◆ Task directions
Every line with "pull" in it must be copied from the data.

__________________________________________________

PR #1586, opened 2019-04-12
DirectSound unfocus audible option + minor fixes

RadWolfie:
Following changes in this pull request:
* Add disable mute on unfocus. (tick it to able hear gameplay while Cxbx-Reloaded is not active window)
* Rename "Enable Hardware Video Mode" to "Enable Exclusive Fullscreen Mode".
* Repaired generator resource files.

image

**EDIT: By default, audio will still remain muted while unfocus. Unless changed in the audio's settings dialog.**


RadWolfie:
"Disable mute on unfocus" option is normally for front-end third-party and possibility some broadcast tools didn't receive audio from the emulation.

AzurikRiseOfPerathia:
Why not make a volume bar 0% to 100% to adjust the audio?

RadWolfie:
Not relative to this pull request. If a flag `DSBCAPS_GLOBALFOCUS` is not included, then you cannot hear the audio outside of the emulation.

ObiKKa:
Just a note. You might. Want to change the phrase to "Disable mute when window is unfocused" or "Disable mute on/during absence" (or "Disable mute while absent from window"). It's because that shortened ending "... on unfocused" can be confusing to many users. I wouldn't have been sure of what it was for if I hadn't read your post above.

PatrickvL:
Unfocus is a well-known term, absent/absence/away are less clear IMHO.

But to piggy-pack on this remark: This menu option could be inverted in meaning and be called "Mute when unfocused" (default on), which is much shorter, and (because like this it no longer is a double negative, and less words are used), probably much better to understand.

__________________________________________________

◆ Finished task
Following changes in this pull request:
Not relative to this pull request. If a flag `DSBCAPS_GLOBALFOCUS` is not included, then you cannot hear the audio outside of the emulation.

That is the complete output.